→ **WORK INSTRUCTION**
Whenever a line in the entries below includes the string "files", count that line. Report the total alone.

═════ EXCERPTED DATA

PR #1736, opened 2022-07-06
Suite/check conf serialize

JKL98ISR:


deepchecks/core/checks.py
```diff
@@ -160,6 +167,62 @@ def metadata(self, with_doc_link: bool = False) -> CheckMetadata:
             summary=get_docs_summary(self, with_doc_link)
         )
 
+    def config(self, with_module=True) -> CheckConfig:
+        """Return check config (conditions' config not yet supported).
+
+        Parameters
+        ----------
+        with_module : bool, default True
```
matanper, line 175: when we will set it to False?

deepchecks/core/checks.py
```diff
@@ -160,6 +167,62 @@ def metadata(self, with_doc_link: bool = False) -> CheckMetadata:
...
+        DeepchecksValueError
+            if the CheckConfig doesn't include the module name and module_name is None.
+        """
+        module_name = conf.get('module_name', module_name)
+        if module_name is None:
+            raise DeepchecksValueError(
+                'Check Config must include module name or it should be passed to the function.')
+        is_deepchecks = module_name.startswith('deepchecks.')
+        if is_deepchecks:
+            module_name += '.checks'
```
matanper, line 221: why?

deepchecks/core/checks.py
```diff
@@ -160,6 +167,62 @@ def metadata(self, with_doc_link: bool = False) -> CheckMetadata:
...
+            whethere to include the module path or not
+
+        Returns
+        -------
+        CheckConfig
+            includes the checks class name, params, and module if with_module was True
+        """
+        module_name = self.__module__
+        if module_name.startswith('deepchecks.'):
+            module_name = 'deepchecks.' + module_name.split('.')[1]
```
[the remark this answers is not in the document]
JKL98ISR: so the module path will be just deepchecks.tabular or vision and we won't import checks from a deprecated place

deepchecks/core/checks.py
JKL98ISR: if we're doing it for our own suites we won't need the module

JKL98ISR: as it'll be set in the suite

deepchecks/core/checks.py
JKL98ISR: also that way we can use the module as in the suite

deepchecks/core/checks.py
```diff
@@ -160,6 +167,62 @@ def metadata(self, with_doc_link: bool = False) -> CheckMetadata:
...
+        """
+        module_name = conf.get('module_name', module_name)
+        if module_name is None:
+            raise DeepchecksValueError(
+                'Check Config must include module name or it should be passed to the function.')
+        is_deepchecks = module_name.startswith('deepchecks.')
+        if is_deepchecks:
+            module_name += '.checks'
+        module = importlib.import_module(module_name)
+        return getattr(module, conf['class_name'])(**conf['params'])
```
yromanyshyn, line 223: it is worth verifying whether all checks store their init params, IMO, not all do this/

JKL98ISR: wdym store?

JKL98ISR: the params are taken from the init function and I'm calling the init

JKL98ISR: i don't use any param used in the init itself, it is by the signature

JKL98ISR: oh, but the validation needs to be in the param function then

JKL98ISR: if a parameter isn't stored it is a problem we can't fix rn, we relied on this function and the behavior remains the same in my pr

yromanyshyn: 1. yes, it is true for user checks, but do our checks store all init params, and under what name? did you check that? that was my initial question)
2. IMO, it is worth modifying `initvars` because you will not get default values from the init signature if init params were not assigned to the objected, this could be changed

JKL98ISR: still not related to this pr particularly, we might want to reconsider hot that function work, but should be a new issue.

yromanyshyn: point 1.

`MultiModelPerformanceReport` stores parameter `alternative_scorers` under name `user_scorers`

```python
    def __init__(self, alternative_scorers: Dict[str, Callable] = None, **kwargs):
        super().__init__(**kwargs)
        self.user_scorers = alternative_scorers
```

you will not get this parameter by calling `initvars`

yromanyshyn: same for `SegmentPerformance`
note: I know that callable serialization is currently not supported by this method, but `alternative_scorer` also could be of type `Dict[str, str]` or `Tuple[str, str]`

deepchecks/core/checks.py
matanper: so add a comment "remove this after removing .checks from the library imports"

deepchecks/core/checks.py
matanper: Also we have parameters which stores default functions which is also problematic no?
Image segment performance
```
        if image_properties:
            self.image_properties = validate_properties(image_properties)
        else:
            self.image_properties = default_image_properties
```

JKL98ISR: still should be a new issue, it is a bug about how we get the params

deepchecks/core/checks.py
matanper: but why do you care about having it twice to simplify the code?

deepchecks/core/checks.py
JKL98ISR: https://github.com/deepchecks/deepchecks/issues/1739

ItayGabbay (approved):

Issue #1700, opened 2022-07-03
[BUG] Outlier sample detection exception


ItayGabbay:
**Describe the bug**
When scrolling through the docs I saw this error in the integrity suite:
![image](https://user-images.githubusercontent.com/20860465/177029968-6282acf6-675f-486f-90ca-f692743832b3.png)

https://docs.deepchecks.com/stable/user-guide/tabular/auto_tutorials/plot_quick_data_integrity.html

Nadav-Barak:
DOD: Reproduce and fix

PR #1741, opened 2022-07-07
handle single value columns gower dist

Nadav-Barak:
Resolves https://github.com/deepchecks/deepchecks/issues/1700

### DIFF
--- a/deepchecks/utils/gower_distance.py
+++ b/deepchecks/utils/gower_distance.py
@@ -11,7 +11,6 @@
 """Module for calculating distance matrix via Gower method."""
 import numpy as np
 import pandas as pd
-from sklearn.preprocessing import OrdinalEncoder
 
 from deepchecks.utils.array_math import fast_sum_by_row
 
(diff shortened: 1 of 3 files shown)


deepchecks/utils/gower_distance.py
```diff
@@ -84,13 +83,11 @@ def calculate_nearest_neighbours_distances(cat_data: pd.DataFrame, numeric_data:
...
-    enc = OrdinalEncoder()
-    if not cat_data.empty:
-        cat_data = cat_data.apply(lambda x: pd.factorize(x)[0])
-    cat_data = enc.fit_transform(cat_data)
+    cat_data = np.asarray(cat_data.apply(lambda x: pd.factorize(x)[0])) if not cat_data.empty else np.asarray(cat_data)
     # handle numerical - calculate ranges per feature and fill numerical nan to minus np.inf
-    numeric_data = np.asarray(numeric_data.fillna(value=np.nan))
+    numeric_data = np.asarray(numeric_data.fillna(value=np.nan)).astype('float64')
     numeric_feature_ranges = np.nanmax(numeric_data, axis=0) - np.nanmin(numeric_data, axis=0)
+    numeric_feature_ranges = np.where(numeric_feature_ranges == 0, 1, numeric_feature_ranges)
```
nirhutnik, line 90: Why range = 1 for those without range? I understand it probably causes a problem, but:
1. This is used later in comparison to other numeric features, no? So the values matter. If I understand correctly, if a user has a feature with a constant value (let's say 3) and another on the range (0,0.0001) then the first will have range=1 and the other range=0.0001, and because you do use these values to scale the features for gower distance, this creates an issue... no?

In general, why not drop columns with a constant value? they have no meaning distance-wise.

Nadav-Barak: We can drop them but it doesn't make a lot of difference run time vise, since the numeric feature data distance is vectorized (the main constrain on run time is the loop). logically, gower score is based on all columns (can see in the test added) without uniform column we will get higher outlier score (imaging a case where in the sample the column is uniform but not over all data).
is the case of range 0, in mean that in the gower calculation there will be 0 / 0 operation, now it will be 0 / 1 and overall will not effect the outlier calculations scores (as the distance per feature between samples with same value should be 0)

Nadav-Barak: This is used later in comparison to other numeric features, no? - it does not

ItayGabbay (approved):

PR #46, opened 2024-05-21
Feat/extend geneva layouts

redur:
- Refactored process_page such that LayerIdentifierColumn is considered a special case of a DepthColumn.
- Included depth interval extraction for Deriaz layouts. --> increased depth interval accuracy by a few percent.
- Some additional minor changes.

### DIFF
--- a/src/stratigraphy/util/find_depth_columns.py
+++ b/src/stratigraphy/util/find_depth_columns.py
@@ -6,7 +6,7 @@ import fitz
 
 from stratigraphy.util.depthcolumn import BoundaryDepthColumn, LayerDepthColumn
 from stratigraphy.util.depthcolumnentry import DepthColumnEntry, LayerDepthColumnEntry
-from stratigraphy.util.line import TextWord
+from stratigraphy.util.line import TextWord, TextLine
 
 
 def depth_column_entries(all_words: list[TextWord], include_splits: bool) -> list[DepthColumnEntry]:
@@ -21,12 +21,6 @@ def depth_column_entries(all_words: list[TextWord], include_splits: bool) -> lis
     Returns:
         list[DepthColumnEntry]: The extracted depth column entries.
     """
-
-    def value_as_float(string_value: str) -> float:  # noqa: D103
-        # OCR sometimes tends to miss the decimal comma
-        parsed_text = re.sub(r"^-?([0-9]+)([0-9]{2})", r"\1.\2", string_value)
-        return abs(float(parsed_text))
-
     entries = []
     for word in sorted(all_words, key=lambda word: word.rect.y0):
         try:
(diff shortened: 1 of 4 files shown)


src/stratigraphy/util/line.py
```diff
@@ -24,6 +24,12 @@ def __init__(self, rect: fitz.Rect, text: str):
     def __repr__(self) -> str:
         return f"TextWord({self.rect}, {self.text})"
 
+    def to_json(self):
+        return {
+            "text": self.text,
+            "rect": [self.rect.x0, self.rect.y0, self.rect.x1, self.rect.y1],
+        }
```
stijnvermeeren-swisstopo, line 31: is this used at all?

src/stratigraphy/util/layer_identifier_column.py
```diff
@@ -16,7 +40,7 @@ def __init__(self, entries: list[TextWord]):
         Args:
             entries (list[TextWord]): The entries corresponding to the layer indices.
         """
-        self.entries = entries
+        self.entries = [LayerIdentifierEntry(entry.rect, entry.text) for entry in entries]
```
stijnvermeeren-swisstopo, line 43: With this change, the types no longer match in the `add_entry` method.

src/stratigraphy/util/layer_identifier_column.py
```diff
@@ -16,7 +40,7 @@ def __init__(self, entries: list[TextWord]):
         Args:
             entries (list[TextWord]): The entries corresponding to the layer indices.
```
stijnvermeeren-swisstopo, line 41: Maybe rename this argument to "words", to clarify that at this point, we don't have actual "LayerIdentifierEntry" objects yet.

src/stratigraphy/util/find_depth_columns.py
```diff
@@ -37,27 +31,51 @@ def value_as_float(string_value: str) -> float:  # noqa: D103
...
+
+
+def extract_layer_depth_interval_entries(
+    input_string: str, line: TextWord | TextLine, require_start_of_string: bool = True
+) -> list[DepthColumnEntry]:
+    """Extracts two DepthColumnEntry obejcts from a string to represent a layer depth interval.
+
+    Args:
+        input_string (str): The string to extract the depth interval from.
+        line (TextLine): The line object containing the rectangle of the string.
```
stijnvermeeren-swisstopo, line 53: Types in the docstring don't match. Also, the value of `input_string` immediately gets overridden. And it can be confusing that `line` can be both a `TextLine` as well as a `TextWord`. 

Wouldn't it be sufficient to accept params `text: str` and `rect: fitz.Rect` instead of `input_string` and `line`.

Or alternatively, if we really want to have params that can be both `TextLine` as well as `TextWord`, then it would be cleaner to make them children of a common abstract parent class.

src/stratigraphy/util/layer_identifier_column.py
```diff
@@ -92,6 +116,48 @@ def is_contained(self, rect: fitz.Rect) -> bool:
...
+        Args:
+            block (TextBlock): The block to calculate the depth interval for.
+
+        Returns:
+            LayerDepthColumnEntry: The depth interval.
+        """
+        depth_entries = []
+        for line in block.lines:
+            try:
+                new_entries = extract_layer_depth_interval_entries(line.text, line, require_start_of_string=False)
```
stijnvermeeren-swisstopo, line 136: Can you explain why `require_start_of_string=False` is necessary here?

src/stratigraphy/util/find_depth_columns.py
```diff
@@ -37,27 +31,51 @@ def value_as_float(string_value: str) -> float:  # noqa: D103
                 value = value_as_float(match.group(1))
                 entries.append(DepthColumnEntry(word.rect, value))
             elif include_splits:
-                # support for e.g. "1.10-1.60m" extracted as a single word
```
stijnvermeeren-swisstopo, line 40: keep the comment

stijnvermeeren-swisstopo (changes requested):

src/stratigraphy/util/line.py
redur: Yes it is. When we save the depth column to the json, probably for the LayerIdentifierColumn. In any case, after merging your changes the code didn't run any more since TextWord did not have a .to_json method.

src/stratigraphy/util/layer_identifier_column.py
redur: There are example where the depth value is not at the start of a textline. 

Something like: "Remblais Heterogene: 0.00 - 0.5m"

redur: Add a comment to the code.

src/stratigraphy/util/line.py
redur: You are right. It was only used since add_entry added words to the LayerIdentifierColumn and not LayerIdentifierEntry. Now we manage without the to_json method.

src/stratigraphy/util/layer_identifier_column.py
```diff
@@ -92,6 +116,50 @@ def is_contained(self, rect: fitz.Rect) -> bool:
...
+            except ValueError:
+                pass
+
+        if depth_entries:
+            # Merge the sub layers into one depth interval.
+            start_idx = np.argmin([entry[0].value for entry in depth_entries])
+            end_idx = np.argmax([entry[1].value for entry in depth_entries])
+
+            start = depth_entries[start_idx][0]
+            end = depth_entries[end_idx][1]
```
stijnvermeeren-swisstopo, line 150: isn't this equivalent to
```
            start = min([entry[0].value for entry in depth_entries])
            end = max([entry[1].value for entry in depth_entries])
```
?

src/stratigraphy/util/find_depth_columns.py
```diff
@@ -38,26 +32,51 @@ def value_as_float(string_value: str) -> float:  # noqa: D103
...
 
+def value_as_float(string_value: str) -> float:  # noqa: D103
+    # OCR sometimes tends to miss the decimal comma
+    parsed_text = re.sub(r"^-?([0-9]+)([0-9]{2})", r"\1.\2", string_value)
+    return abs(float(parsed_text))
+
+
+def extract_layer_depth_interval_entries(
+    text: str, rect: fitz.Rect, require_start_of_string: bool = True
+) -> list[DepthColumnEntry]:
```
stijnvermeeren-swisstopo, line 49: Wouldn't it be more natural to return `LayerDepthColumnEntry | None` here, as we always either return an empty list, or a list with two entries (a start and an end) which is exactly what LayerDepthColumnEntry  represents.

stijnvermeeren-swisstopo (changes requested):

src/stratigraphy/util/layer_identifier_column.py
redur: Yes that's correct. The complexity stems from an older implementation with two lists.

══════════

→ **SOLUTION TO THE EXERCISE**
2